(Records contained in a dataset)

=-=-=

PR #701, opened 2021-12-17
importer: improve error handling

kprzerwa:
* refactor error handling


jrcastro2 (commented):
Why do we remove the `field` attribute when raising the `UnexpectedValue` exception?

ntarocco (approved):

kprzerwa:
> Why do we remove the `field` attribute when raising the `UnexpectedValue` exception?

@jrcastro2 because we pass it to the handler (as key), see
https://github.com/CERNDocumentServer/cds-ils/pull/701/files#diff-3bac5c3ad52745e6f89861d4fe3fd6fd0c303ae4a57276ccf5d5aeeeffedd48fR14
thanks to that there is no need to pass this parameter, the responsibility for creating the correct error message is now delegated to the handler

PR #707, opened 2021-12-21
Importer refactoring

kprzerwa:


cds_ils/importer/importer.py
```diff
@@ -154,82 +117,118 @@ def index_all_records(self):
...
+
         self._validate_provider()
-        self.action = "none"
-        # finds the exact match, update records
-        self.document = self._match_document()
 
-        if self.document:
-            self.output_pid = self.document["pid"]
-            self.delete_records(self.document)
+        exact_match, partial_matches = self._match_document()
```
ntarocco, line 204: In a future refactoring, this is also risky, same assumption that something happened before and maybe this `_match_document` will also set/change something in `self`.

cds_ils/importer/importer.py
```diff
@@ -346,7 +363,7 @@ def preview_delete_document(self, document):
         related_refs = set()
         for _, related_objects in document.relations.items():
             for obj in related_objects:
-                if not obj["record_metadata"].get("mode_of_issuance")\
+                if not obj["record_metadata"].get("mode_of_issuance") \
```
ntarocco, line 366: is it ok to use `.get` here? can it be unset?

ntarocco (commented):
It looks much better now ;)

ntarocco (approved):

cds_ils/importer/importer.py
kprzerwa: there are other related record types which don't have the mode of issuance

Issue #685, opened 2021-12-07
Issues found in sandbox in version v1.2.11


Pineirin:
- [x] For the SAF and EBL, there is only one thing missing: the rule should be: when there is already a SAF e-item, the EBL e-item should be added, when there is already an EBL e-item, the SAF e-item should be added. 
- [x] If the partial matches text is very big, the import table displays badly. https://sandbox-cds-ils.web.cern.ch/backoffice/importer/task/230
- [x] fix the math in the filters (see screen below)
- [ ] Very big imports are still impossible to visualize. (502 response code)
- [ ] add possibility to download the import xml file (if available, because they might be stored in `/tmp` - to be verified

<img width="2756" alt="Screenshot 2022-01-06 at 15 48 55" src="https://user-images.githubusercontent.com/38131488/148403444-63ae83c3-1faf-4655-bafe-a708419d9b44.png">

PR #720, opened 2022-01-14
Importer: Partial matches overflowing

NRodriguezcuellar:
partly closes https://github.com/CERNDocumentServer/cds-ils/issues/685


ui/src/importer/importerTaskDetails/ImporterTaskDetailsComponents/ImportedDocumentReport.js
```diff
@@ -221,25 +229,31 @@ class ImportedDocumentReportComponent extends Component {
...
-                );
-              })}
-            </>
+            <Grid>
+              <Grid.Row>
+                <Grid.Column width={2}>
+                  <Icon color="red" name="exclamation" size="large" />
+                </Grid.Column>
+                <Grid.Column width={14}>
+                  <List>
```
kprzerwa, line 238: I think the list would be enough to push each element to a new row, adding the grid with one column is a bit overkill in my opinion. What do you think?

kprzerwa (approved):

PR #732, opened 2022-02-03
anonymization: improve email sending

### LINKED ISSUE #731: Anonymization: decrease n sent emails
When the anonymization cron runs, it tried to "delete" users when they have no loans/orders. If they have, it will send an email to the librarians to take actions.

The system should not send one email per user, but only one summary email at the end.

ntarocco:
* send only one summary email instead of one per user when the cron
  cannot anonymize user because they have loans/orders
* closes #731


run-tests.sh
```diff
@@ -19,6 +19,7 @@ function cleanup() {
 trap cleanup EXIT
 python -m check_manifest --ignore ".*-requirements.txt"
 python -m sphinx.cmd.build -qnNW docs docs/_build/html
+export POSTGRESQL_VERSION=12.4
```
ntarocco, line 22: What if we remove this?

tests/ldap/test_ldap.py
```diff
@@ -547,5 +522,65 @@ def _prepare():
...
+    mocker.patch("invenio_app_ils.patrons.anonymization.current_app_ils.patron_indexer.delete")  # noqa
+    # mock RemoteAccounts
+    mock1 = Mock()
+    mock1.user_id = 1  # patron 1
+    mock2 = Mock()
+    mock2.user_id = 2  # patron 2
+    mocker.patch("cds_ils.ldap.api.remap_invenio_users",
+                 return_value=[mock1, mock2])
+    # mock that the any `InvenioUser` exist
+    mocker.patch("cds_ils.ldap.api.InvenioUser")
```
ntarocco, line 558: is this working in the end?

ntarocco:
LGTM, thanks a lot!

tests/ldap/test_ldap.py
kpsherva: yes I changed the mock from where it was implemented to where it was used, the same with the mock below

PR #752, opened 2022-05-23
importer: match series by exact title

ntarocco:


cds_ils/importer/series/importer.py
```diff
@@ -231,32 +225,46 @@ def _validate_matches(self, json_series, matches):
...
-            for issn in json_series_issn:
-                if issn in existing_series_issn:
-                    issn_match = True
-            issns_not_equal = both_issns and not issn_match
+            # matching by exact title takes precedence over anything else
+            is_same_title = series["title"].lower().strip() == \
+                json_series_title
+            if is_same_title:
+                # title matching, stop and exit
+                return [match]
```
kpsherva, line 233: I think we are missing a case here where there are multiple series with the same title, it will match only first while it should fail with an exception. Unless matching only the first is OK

=-=-=

- Task description -
Every record above is to be given again precisely.

- Output below -
PR #701, opened 2021-12-17
importer: improve error handling

kprzerwa:
* refactor error handling


jrcastro2 (commented):
Why do we remove the `field` attribute when raising the `UnexpectedValue` exception?

ntarocco (approved):

kprzerwa:
> Why do we remove the `field` attribute when raising the `UnexpectedValue` exception?

@jrcastro2 because we pass it to the handler (as key), see
https://github.com/CERNDocumentServer/cds-ils/pull/701/files#diff-3bac5c3ad52745e6f89861d4fe3fd6fd0c303ae4a57276ccf5d5aeeeffedd48fR14
thanks to that there is no need to pass this parameter, the responsibility for creating the correct error message is now delegated to the handler

PR #707, opened 2021-12-21
Importer refactoring

kprzerwa:


cds_ils/importer/importer.py
```diff
@@ -154,82 +117,118 @@ def index_all_records(self):
...
+
         self._validate_provider()
-        self.action = "none"
-        # finds the exact match, update records
-        self.document = self._match_document()
 
-        if self.document:
-            self.output_pid = self.document["pid"]
-            self.delete_records(self.document)
+        exact_match, partial_matches = self._match_document()
```
ntarocco, line 204: In a future refactoring, this is also risky, same assumption that something happened before and maybe this `_match_document` will also set/change something in `self`.

cds_ils/importer/importer.py
```diff
@@ -346,7 +363,7 @@ def preview_delete_document(self, document):
         related_refs = set()
         for _, related_objects in document.relations.items():
             for obj in related_objects:
-                if not obj["record_metadata"].get("mode_of_issuance")\
+                if not obj["record_metadata"].get("mode_of_issuance") \
```
ntarocco, line 366: is it ok to use `.get` here? can it be unset?

ntarocco (commented):
It looks much better now ;)

ntarocco (approved):

cds_ils/importer/importer.py
kprzerwa: there are other related record types which don't have the mode of issuance

Issue #685, opened 2021-12-07
Issues found in sandbox in version v1.2.11


Pineirin:
- [x] For the SAF and EBL, there is only one thing missing: the rule should be: when there is already a SAF e-item, the EBL e-item should be added, when there is already an EBL e-item, the SAF e-item should be added. 
- [x] If the partial matches text is very big, the import table displays badly. https://sandbox-cds-ils.web.cern.ch/backoffice/importer/task/230
- [x] fix the math in the filters (see screen below)
- [ ] Very big imports are still impossible to visualize. (502 response code)
- [ ] add possibility to download the import xml file (if available, because they might be stored in `/tmp` - to be verified

<img width="2756" alt="Screenshot 2022-01-06 at 15 48 55" src="https://user-images.githubusercontent.com/38131488/148403444-63ae83c3-1faf-4655-bafe-a708419d9b44.png">

PR #720, opened 2022-01-14
Importer: Partial matches overflowing

NRodriguezcuellar:
partly closes https://github.com/CERNDocumentServer/cds-ils/issues/685


ui/src/importer/importerTaskDetails/ImporterTaskDetailsComponents/ImportedDocumentReport.js
```diff
@@ -221,25 +229,31 @@ class ImportedDocumentReportComponent extends Component {
...
-                );
-              })}
-            </>
+            <Grid>
+              <Grid.Row>
+                <Grid.Column width={2}>
+                  <Icon color="red" name="exclamation" size="large" />
+                </Grid.Column>
+                <Grid.Column width={14}>
+                  <List>
```
kprzerwa, line 238: I think the list would be enough to push each element to a new row, adding the grid with one column is a bit overkill in my opinion. What do you think?

kprzerwa (approved):

PR #732, opened 2022-02-03
anonymization: improve email sending

### LINKED ISSUE #731: Anonymization: decrease n sent emails
When the anonymization cron runs, it tried to "delete" users when they have no loans/orders. If they have, it will send an email to the librarians to take actions.

The system should not send one email per user, but only one summary email at the end.

ntarocco:
* send only one summary email instead of one per user when the cron
  cannot anonymize user because they have loans/orders
* closes #731


run-tests.sh
```diff
@@ -19,6 +19,7 @@ function cleanup() {
 trap cleanup EXIT
 python -m check_manifest --ignore ".*-requirements.txt"
 python -m sphinx.cmd.build -qnNW docs docs/_build/html
+export POSTGRESQL_VERSION=12.4
```
ntarocco, line 22: What if we remove this?

tests/ldap/test_ldap.py
```diff
@@ -547,5 +522,65 @@ def _prepare():
...
+    mocker.patch("invenio_app_ils.patrons.anonymization.current_app_ils.patron_indexer.delete")  # noqa
+    # mock RemoteAccounts
+    mock1 = Mock()
+    mock1.user_id = 1  # patron 1
+    mock2 = Mock()
+    mock2.user_id = 2  # patron 2
+    mocker.patch("cds_ils.ldap.api.remap_invenio_users",
+                 return_value=[mock1, mock2])
+    # mock that the any `InvenioUser` exist
+    mocker.patch("cds_ils.ldap.api.InvenioUser")
```
ntarocco, line 558: is this working in the end?

ntarocco:
LGTM, thanks a lot!

tests/ldap/test_ldap.py
kpsherva: yes I changed the mock from where it was implemented to where it was used, the same with the mock below

PR #752, opened 2022-05-23
importer: match series by exact title

ntarocco:


cds_ils/importer/series/importer.py
```diff
@@ -231,32 +225,46 @@ def _validate_matches(self, json_series, matches):
...
-            for issn in json_series_issn:
-                if issn in existing_series_issn:
-                    issn_match = True
-            issns_not_equal = both_issns and not issn_match
+            # matching by exact title takes precedence over anything else
+            is_same_title = series["title"].lower().strip() == \
+                json_series_title
+            if is_same_title:
+                # title matching, stop and exit
+                return [match]
```
kpsherva, line 233: I think we are missing a case here where there are multiple series with the same title, it will match only first while it should fail with an exception. Unless matching only the first is OK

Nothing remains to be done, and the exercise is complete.